*** Opening of Records to use ***

PR #533, opened 2024-08-01
[Text schema]: Add missing color type in get font prop

necessarylion:
Since color type was missing in `getFontProp` function, setting color type option was not working and always rendered as RGB in v4.


hand-dot (approved):
Oh... Thank you so much!!

Issue #529, opened 2024-07-31
Changing a field name so that it duplicates another will remove one of the fields


peteward:
### Describe the bug

If you change the name of a field to that of an existing one then one of the fields will be removed as soon as you select off of the schema.

### To Reproduce

* Add a schema `field1`
* Add another schema and rename it to `field1` 
* When you lose focus on that schema there will only be 1 field remaining

### Expected behavior

Now that we have code that prevents field updates if they are invalid, we should be able to apply a custom validation rule to the field name form element which will mark it as an error if it equals any other field names.  This will prevent it being saved, so no fields will be accidentally 'lost'.

### Your Environment

```markdown
- pdfme package(@pdfme/generator or @pdfme/ui): UI
- pdfme version: latest main
```

### Your Error Log

```shell
-
```

hand-dot:
@peteward 
I can't reproduce...
Could you update your Chrome?

Chrome: Version 127.0.6533.89 (Official Build) (arm64)

![CleanShot 2024-07-31 at 18 19 01](https://github.com/user-attachments/assets/ba1b0643-c534-493d-a7d1-631d3fcf4568)

peteward:
Hmm interesting...

Version 127.0.6533.89 (Official Build) (arm64)


https://github.com/user-attachments/assets/ddc7a43b-c747-4e64-94b9-75fbd66c0791

hand-dot:
Hmm.
Does it also occur in an incognito browser on the [playground](https://playground.pdfme.com)?
There's a possibility that Chrome extensions might be involved.

If it does occur in an incognito browser, could it be due to this fix?
https://github.com/pdfme/pdfme/pull/506/files

This might be a bit of a leap, but I'd like to make it possible to automatically update the PDFME_VERSION below, in order to check which version the current playground is running on.
https://github.com/pdfme/pdfme/blob/main/packages/common/src/constants.ts#L2

peteward:
It seems to be due to the Lastpass chrome extension.

I think the improvement to validation is still worth exploring, but I will also try `data-lpignore="true"` to see if this prevents it.

peteward:
implemented

Issue #528, opened 2024-07-31
Adding new field names should be more intelligent


peteward:
### Describe the bug

This is an edge case, but if you add your first field and rename it to `field2` then any other field you add removes the previous field :D 

### To Reproduce

https://github.com/user-attachments/assets/f651e8b4-84bf-4a4b-9bdd-8d2f94cc0fec

### Expected behavior

Field naming when creating a new field should consider existing fields and find a name that is not used.

### Your Environment

```markdown
- pdfme package(@pdfme/generator or @pdfme/ui): UI
- pdfme version: latest main
```

### Your Error Log

```shell
-
```

PR #540, opened 2024-08-03
Validating unique schema keys

peteward:
implements #528 #529

1. When a new schema is created ensure the new key is unique

https://github.com/user-attachments/assets/7487e111-504e-4d8f-b196-a725cc2680fd

2. Validate a schema key when editing it and do not save on collisions, retain the last valid value

https://github.com/user-attachments/assets/aca63af1-42e3-4877-ae67-a90e59a86e68


packages/ui/src/components/Designer/RightSidebar/DetailView/index.tsx
```diff
@@ -66,14 +66,29 @@ const DetailView = (props: DetailViewProps) => {
     values.y = values.position.y;
     delete values.position;
 
-    if (values.key !== (form.getValues() || {}).key) {
```
peteward, line 69: move this to the `useEffect` below due to an edge case. If you change the key to that of another schema then select the new schema of the same key it wouldn't reset.

packages/ui/src/components/Designer/RightSidebar/DetailView/index.tsx
```diff
@@ -66,14 +66,29 @@ const DetailView = (props: DetailViewProps) => {
...
+      }
+      return true;
+    };
+  }, [schemas, activeSchema]);
+
+  const uniqueSchemaKey = useRef((value: string): boolean => true);
+
+  const validateUniqueSchemaKey = (_: any, value: string): boolean => {
+    return uniqueSchemaKey.current(value);
+  }
```
peteward, line 90: This was the only way I could get the `schemas` variable to update.
Otherwise it used a stale value of `schemas` from first page load. I tried wrapping the function in `useCallback` but this didn't work...

hand-dot (approved):
LGTM!

PR #544, opened 2024-08-06
multiVariableText default schema sizes and text

peteward:
After feedback from my team internally they felt that this change in default text would help users better understand how to use multi variable text (and made the field bigger to ensure the content fits with most fonts)


hand-dot:
Released as 4.2.5!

*** Close of Records to use ***

§ Task to carry out: Copy out every entry above exactly.

§ Solved problem:
PR #533, opened 2024-08-01
[Text schema]: Add missing color type in get font prop

necessarylion:
Since color type was missing in `getFontProp` function, setting color type option was not working and always rendered as RGB in v4.


hand-dot (approved):
Oh... Thank you so much!!

Issue #529, opened 2024-07-31
Changing a field name so that it duplicates another will remove one of the fields


peteward:
### Describe the bug

If you change the name of a field to that of an existing one then one of the fields will be removed as soon as you select off of the schema.

### To Reproduce

* Add a schema `field1`
* Add another schema and rename it to `field1` 
* When you lose focus on that schema there will only be 1 field remaining

### Expected behavior

Now that we have code that prevents field updates if they are invalid, we should be able to apply a custom validation rule to the field name form element which will mark it as an error if it equals any other field names.  This will prevent it being saved, so no fields will be accidentally 'lost'.

### Your Environment

```markdown
- pdfme package(@pdfme/generator or @pdfme/ui): UI
- pdfme version: latest main
```

### Your Error Log

```shell
-
```

hand-dot:
@peteward 
I can't reproduce...
Could you update your Chrome?

Chrome: Version 127.0.6533.89 (Official Build) (arm64)

![CleanShot 2024-07-31 at 18 19 01](https://github.com/user-attachments/assets/ba1b0643-c534-493d-a7d1-631d3fcf4568)

peteward:
Hmm interesting...

Version 127.0.6533.89 (Official Build) (arm64)


https://github.com/user-attachments/assets/ddc7a43b-c747-4e64-94b9-75fbd66c0791

hand-dot:
Hmm.
Does it also occur in an incognito browser on the [playground](https://playground.pdfme.com)?
There's a possibility that Chrome extensions might be involved.

If it does occur in an incognito browser, could it be due to this fix?
https://github.com/pdfme/pdfme/pull/506/files

This might be a bit of a leap, but I'd like to make it possible to automatically update the PDFME_VERSION below, in order to check which version the current playground is running on.
https://github.com/pdfme/pdfme/blob/main/packages/common/src/constants.ts#L2

peteward:
It seems to be due to the Lastpass chrome extension.

I think the improvement to validation is still worth exploring, but I will also try `data-lpignore="true"` to see if this prevents it.

peteward:
implemented

Issue #528, opened 2024-07-31
Adding new field names should be more intelligent


peteward:
### Describe the bug

This is an edge case, but if you add your first field and rename it to `field2` then any other field you add removes the previous field :D 

### To Reproduce

https://github.com/user-attachments/assets/f651e8b4-84bf-4a4b-9bdd-8d2f94cc0fec

### Expected behavior

Field naming when creating a new field should consider existing fields and find a name that is not used.

### Your Environment

```markdown
- pdfme package(@pdfme/generator or @pdfme/ui): UI
- pdfme version: latest main
```

### Your Error Log

```shell
-
```

PR #540, opened 2024-08-03
Validating unique schema keys

peteward:
implements #528 #529

1. When a new schema is created ensure the new key is unique

https://github.com/user-attachments/assets/7487e111-504e-4d8f-b196-a725cc2680fd

2. Validate a schema key when editing it and do not save on collisions, retain the last valid value

https://github.com/user-attachments/assets/aca63af1-42e3-4877-ae67-a90e59a86e68


packages/ui/src/components/Designer/RightSidebar/DetailView/index.tsx
```diff
@@ -66,14 +66,29 @@ const DetailView = (props: DetailViewProps) => {
     values.y = values.position.y;
     delete values.position;
 
-    if (values.key !== (form.getValues() || {}).key) {
```
peteward, line 69: move this to the `useEffect` below due to an edge case. If you change the key to that of another schema then select the new schema of the same key it wouldn't reset.

packages/ui/src/components/Designer/RightSidebar/DetailView/index.tsx
```diff
@@ -66,14 +66,29 @@ const DetailView = (props: DetailViewProps) => {
...
+      }
+      return true;
+    };
+  }, [schemas, activeSchema]);
+
+  const uniqueSchemaKey = useRef((value: string): boolean => true);
+
+  const validateUniqueSchemaKey = (_: any, value: string): boolean => {
+    return uniqueSchemaKey.current(value);
+  }
```
peteward, line 90: This was the only way I could get the `schemas` variable to update.
Otherwise it used a stale value of `schemas` from first page load. I tried wrapping the function in `useCallback` but this didn't work...

hand-dot (approved):
LGTM!

PR #544, opened 2024-08-06
multiVariableText default schema sizes and text

peteward:
After feedback from my team internally they felt that this change in default text would help users better understand how to use multi variable text (and made the field bigger to ensure the content fits with most fonts)


hand-dot:
Released as 4.2.5!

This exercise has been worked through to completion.